ABOUT THIS TASK = If a line includes the word "encp", it belongs in the count; state the total for the data below and add nothing.

[INFORMATION GIVEN Boundary: Start]

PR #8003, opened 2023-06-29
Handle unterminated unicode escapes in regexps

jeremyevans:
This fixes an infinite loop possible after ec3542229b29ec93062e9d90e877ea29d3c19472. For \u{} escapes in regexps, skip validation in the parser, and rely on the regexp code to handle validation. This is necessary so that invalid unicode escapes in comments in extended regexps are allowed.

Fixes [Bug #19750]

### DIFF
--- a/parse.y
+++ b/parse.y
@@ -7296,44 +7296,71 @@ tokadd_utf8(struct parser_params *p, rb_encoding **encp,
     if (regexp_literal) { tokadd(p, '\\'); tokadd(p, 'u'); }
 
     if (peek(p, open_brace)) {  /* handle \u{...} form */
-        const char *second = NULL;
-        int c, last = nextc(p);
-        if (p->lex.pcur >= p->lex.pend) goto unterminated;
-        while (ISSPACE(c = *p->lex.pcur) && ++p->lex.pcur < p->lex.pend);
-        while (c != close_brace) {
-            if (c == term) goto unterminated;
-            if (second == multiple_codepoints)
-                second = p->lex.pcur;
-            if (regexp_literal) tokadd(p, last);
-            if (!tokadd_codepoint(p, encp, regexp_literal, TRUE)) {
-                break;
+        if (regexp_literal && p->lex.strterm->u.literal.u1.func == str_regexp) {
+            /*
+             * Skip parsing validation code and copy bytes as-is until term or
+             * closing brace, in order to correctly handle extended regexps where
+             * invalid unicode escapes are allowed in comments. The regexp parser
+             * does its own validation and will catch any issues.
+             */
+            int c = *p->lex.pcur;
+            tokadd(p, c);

[INFORMATION GIVEN Boundary: End]

ANSWER BOX = 2